→ Your task:
Copy out all lines in the material below that contain the string "rgid".

→ Given records:
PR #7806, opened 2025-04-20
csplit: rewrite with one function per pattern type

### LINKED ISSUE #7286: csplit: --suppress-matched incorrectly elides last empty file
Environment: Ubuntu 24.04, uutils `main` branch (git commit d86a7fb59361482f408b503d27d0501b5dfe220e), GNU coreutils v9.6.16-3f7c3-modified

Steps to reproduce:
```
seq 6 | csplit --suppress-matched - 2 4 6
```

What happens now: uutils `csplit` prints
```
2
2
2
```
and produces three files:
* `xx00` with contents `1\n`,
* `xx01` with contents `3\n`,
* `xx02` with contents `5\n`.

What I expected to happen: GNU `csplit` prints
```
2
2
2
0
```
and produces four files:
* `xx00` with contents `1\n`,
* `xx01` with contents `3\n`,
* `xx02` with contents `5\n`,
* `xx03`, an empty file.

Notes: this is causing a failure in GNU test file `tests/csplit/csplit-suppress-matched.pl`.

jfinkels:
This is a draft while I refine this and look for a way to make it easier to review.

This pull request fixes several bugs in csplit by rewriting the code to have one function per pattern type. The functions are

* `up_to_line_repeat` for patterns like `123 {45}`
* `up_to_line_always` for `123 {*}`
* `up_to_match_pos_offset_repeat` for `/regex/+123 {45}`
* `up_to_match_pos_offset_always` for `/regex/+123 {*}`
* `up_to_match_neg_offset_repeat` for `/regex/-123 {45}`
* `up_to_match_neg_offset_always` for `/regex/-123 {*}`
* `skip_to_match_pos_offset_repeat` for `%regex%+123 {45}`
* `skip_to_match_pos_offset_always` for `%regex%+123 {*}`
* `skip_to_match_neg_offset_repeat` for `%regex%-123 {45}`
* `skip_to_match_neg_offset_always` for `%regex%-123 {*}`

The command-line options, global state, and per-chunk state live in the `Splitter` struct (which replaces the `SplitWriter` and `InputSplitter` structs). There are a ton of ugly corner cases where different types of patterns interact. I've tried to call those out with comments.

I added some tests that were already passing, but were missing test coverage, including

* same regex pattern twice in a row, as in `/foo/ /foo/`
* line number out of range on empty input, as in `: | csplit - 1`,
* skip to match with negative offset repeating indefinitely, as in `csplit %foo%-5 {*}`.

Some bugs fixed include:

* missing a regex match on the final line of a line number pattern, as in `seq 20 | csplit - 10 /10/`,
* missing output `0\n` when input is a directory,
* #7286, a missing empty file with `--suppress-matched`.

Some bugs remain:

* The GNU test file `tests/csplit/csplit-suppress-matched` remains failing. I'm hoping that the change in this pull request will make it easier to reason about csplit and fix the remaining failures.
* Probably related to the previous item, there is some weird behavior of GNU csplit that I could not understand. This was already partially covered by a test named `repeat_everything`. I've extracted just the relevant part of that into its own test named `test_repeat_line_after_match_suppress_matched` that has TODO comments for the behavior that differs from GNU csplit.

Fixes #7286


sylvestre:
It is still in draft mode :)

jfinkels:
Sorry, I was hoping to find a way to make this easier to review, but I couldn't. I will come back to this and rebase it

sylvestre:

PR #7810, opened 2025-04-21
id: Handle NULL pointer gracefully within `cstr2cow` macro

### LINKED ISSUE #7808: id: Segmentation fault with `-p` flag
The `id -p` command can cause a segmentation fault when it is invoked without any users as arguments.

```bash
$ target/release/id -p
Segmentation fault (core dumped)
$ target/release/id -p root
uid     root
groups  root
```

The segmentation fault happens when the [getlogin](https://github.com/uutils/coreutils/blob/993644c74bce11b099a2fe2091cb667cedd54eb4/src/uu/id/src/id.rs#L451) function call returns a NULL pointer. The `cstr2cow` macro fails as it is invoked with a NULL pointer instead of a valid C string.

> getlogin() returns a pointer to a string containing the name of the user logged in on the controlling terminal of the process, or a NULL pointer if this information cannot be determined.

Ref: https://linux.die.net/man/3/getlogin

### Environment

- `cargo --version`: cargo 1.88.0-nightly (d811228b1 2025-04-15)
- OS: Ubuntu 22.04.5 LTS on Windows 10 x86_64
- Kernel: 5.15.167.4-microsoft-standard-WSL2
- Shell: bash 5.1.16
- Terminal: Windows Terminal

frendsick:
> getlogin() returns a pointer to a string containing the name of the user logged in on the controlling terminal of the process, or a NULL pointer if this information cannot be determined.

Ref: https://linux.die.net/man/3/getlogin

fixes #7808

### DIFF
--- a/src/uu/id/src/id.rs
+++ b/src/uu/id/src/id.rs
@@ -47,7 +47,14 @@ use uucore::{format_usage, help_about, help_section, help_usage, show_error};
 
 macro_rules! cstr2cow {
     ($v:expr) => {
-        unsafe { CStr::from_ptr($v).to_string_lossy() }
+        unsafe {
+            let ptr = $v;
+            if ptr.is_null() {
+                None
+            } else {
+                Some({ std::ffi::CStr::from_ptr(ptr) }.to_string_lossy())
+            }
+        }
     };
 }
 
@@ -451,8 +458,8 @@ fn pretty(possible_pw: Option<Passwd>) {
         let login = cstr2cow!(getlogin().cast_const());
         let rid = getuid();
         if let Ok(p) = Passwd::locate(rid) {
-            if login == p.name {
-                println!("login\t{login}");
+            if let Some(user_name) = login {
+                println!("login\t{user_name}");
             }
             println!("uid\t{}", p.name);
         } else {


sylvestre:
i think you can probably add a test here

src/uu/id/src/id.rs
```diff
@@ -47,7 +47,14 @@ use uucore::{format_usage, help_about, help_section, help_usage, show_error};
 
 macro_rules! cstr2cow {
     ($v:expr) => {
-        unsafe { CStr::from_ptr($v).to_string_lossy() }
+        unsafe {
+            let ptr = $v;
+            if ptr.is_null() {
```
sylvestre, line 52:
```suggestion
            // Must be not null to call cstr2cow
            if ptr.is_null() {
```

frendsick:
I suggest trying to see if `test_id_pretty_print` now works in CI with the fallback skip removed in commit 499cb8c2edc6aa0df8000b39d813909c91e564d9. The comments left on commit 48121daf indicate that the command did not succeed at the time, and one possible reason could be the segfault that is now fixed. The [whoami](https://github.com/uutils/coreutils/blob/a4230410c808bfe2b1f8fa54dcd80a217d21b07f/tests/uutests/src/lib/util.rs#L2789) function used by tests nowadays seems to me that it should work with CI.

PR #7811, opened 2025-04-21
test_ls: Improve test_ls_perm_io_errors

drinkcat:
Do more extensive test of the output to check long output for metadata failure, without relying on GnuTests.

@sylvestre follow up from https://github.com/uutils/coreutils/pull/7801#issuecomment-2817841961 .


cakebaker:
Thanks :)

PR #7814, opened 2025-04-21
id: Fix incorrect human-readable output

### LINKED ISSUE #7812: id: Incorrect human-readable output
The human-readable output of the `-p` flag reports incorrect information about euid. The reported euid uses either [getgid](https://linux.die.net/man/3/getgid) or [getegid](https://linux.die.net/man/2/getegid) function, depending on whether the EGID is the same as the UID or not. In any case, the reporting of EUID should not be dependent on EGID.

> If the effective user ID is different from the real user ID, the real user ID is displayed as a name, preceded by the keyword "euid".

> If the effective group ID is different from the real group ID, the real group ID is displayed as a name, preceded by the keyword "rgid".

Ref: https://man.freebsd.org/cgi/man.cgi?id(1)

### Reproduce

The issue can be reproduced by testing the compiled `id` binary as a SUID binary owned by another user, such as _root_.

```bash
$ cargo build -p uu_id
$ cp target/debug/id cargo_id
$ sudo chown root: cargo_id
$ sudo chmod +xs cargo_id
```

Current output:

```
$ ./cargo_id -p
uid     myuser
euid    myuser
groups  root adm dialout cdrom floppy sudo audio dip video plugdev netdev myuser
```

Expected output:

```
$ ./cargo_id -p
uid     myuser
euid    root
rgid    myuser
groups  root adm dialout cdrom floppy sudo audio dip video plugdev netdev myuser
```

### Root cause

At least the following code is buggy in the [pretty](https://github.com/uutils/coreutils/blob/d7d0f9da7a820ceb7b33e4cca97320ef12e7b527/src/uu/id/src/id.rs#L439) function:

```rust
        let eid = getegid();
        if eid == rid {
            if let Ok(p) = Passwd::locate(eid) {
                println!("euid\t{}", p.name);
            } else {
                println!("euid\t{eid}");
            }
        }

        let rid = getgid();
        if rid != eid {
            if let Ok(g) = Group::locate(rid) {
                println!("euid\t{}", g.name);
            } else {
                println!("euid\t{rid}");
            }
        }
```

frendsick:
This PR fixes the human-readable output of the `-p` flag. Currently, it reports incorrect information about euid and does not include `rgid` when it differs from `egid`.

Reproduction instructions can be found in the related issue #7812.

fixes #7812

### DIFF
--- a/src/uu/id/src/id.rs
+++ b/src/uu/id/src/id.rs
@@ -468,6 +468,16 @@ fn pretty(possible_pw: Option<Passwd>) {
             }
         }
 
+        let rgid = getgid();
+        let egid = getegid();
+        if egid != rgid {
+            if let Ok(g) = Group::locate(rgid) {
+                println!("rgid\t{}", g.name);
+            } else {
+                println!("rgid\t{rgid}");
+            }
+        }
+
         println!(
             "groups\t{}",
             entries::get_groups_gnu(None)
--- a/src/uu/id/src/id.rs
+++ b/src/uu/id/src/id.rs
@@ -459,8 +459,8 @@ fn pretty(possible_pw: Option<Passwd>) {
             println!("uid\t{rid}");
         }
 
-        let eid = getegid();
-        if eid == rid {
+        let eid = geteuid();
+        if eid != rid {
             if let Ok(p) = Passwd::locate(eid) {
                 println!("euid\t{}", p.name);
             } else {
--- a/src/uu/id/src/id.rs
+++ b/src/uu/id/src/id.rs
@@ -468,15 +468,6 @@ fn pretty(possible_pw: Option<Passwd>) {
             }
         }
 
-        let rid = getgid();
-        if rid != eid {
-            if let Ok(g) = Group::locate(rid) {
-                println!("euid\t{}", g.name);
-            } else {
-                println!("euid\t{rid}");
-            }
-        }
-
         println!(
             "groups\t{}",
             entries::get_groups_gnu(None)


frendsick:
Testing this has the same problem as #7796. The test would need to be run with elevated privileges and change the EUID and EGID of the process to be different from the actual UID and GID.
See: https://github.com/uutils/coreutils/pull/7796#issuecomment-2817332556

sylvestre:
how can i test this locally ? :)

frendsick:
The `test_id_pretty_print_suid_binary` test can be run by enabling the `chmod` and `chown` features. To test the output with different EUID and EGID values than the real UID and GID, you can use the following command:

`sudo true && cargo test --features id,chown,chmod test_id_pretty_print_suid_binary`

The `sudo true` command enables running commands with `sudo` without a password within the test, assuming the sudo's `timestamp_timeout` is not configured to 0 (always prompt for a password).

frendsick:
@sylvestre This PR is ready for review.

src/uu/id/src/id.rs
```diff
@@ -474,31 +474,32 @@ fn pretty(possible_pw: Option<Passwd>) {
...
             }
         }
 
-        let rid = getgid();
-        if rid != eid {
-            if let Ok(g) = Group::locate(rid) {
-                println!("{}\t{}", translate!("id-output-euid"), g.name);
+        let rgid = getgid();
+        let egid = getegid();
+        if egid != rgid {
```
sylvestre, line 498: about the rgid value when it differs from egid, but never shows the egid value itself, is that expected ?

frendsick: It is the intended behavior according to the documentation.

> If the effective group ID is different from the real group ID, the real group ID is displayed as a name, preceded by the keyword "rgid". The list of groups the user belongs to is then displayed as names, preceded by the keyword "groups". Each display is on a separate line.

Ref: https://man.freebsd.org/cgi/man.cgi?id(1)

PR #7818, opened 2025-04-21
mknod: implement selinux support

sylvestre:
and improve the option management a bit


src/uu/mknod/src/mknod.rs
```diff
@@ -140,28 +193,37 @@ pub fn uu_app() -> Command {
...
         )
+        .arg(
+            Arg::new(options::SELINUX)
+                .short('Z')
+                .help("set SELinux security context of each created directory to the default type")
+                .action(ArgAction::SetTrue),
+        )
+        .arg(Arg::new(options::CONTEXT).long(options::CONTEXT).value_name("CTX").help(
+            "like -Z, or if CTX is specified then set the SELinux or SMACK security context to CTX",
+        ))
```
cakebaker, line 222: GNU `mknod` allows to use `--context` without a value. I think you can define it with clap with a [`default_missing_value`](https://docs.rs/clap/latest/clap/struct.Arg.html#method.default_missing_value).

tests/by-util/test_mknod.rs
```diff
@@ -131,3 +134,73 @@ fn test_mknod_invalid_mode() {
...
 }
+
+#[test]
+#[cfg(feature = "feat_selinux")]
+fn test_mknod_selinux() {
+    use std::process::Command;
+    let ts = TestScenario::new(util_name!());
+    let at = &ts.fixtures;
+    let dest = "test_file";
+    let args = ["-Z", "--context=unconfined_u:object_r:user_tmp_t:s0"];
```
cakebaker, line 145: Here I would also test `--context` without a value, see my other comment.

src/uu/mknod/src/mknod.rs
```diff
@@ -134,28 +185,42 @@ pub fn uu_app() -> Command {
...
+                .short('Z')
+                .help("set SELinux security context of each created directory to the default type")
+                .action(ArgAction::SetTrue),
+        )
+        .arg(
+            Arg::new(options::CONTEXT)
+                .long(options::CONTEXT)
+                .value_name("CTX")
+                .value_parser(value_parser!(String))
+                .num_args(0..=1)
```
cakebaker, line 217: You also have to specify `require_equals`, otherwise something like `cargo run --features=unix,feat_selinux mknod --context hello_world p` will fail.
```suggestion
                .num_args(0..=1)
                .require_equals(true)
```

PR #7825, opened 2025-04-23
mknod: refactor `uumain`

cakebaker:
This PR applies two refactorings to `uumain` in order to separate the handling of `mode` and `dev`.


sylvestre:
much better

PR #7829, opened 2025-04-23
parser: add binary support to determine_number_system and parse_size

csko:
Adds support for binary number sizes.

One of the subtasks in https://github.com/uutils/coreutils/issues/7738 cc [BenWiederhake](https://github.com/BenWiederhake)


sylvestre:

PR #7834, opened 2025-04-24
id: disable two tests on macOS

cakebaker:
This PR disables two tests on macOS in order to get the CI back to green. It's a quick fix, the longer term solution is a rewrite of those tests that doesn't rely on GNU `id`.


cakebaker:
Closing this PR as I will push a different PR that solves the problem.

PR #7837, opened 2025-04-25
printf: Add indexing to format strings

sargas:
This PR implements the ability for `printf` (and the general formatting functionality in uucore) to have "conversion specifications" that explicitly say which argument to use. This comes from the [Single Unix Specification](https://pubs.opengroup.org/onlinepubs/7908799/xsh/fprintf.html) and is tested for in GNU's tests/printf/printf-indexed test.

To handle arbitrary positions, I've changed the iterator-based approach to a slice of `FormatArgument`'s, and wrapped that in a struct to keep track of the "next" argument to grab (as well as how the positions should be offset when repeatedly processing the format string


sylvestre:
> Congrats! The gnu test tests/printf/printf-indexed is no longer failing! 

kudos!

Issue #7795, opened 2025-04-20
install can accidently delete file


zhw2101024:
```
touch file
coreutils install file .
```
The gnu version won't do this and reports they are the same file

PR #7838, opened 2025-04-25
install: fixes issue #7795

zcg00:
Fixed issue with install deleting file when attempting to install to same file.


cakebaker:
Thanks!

→ Answer to this exercise:
> If the effective group ID is different from the real group ID, the real group ID is displayed as a name, preceded by the keyword "rgid".
rgid    myuser
This PR fixes the human-readable output of the `-p` flag. Currently, it reports incorrect information about euid and does not include `rgid` when it differs from `egid`.
+        let rgid = getgid();
+        if egid != rgid {
+            if let Ok(g) = Group::locate(rgid) {
+                println!("rgid\t{}", g.name);
+                println!("rgid\t{rgid}");
+        let rgid = getgid();
+        if egid != rgid {
sylvestre, line 498: about the rgid value when it differs from egid, but never shows the egid value itself, is that expected ?
> If the effective group ID is different from the real group ID, the real group ID is displayed as a name, preceded by the keyword "rgid". The list of groups the user belongs to is then displayed as names, preceded by the keyword "groups". Each display is on a separate line.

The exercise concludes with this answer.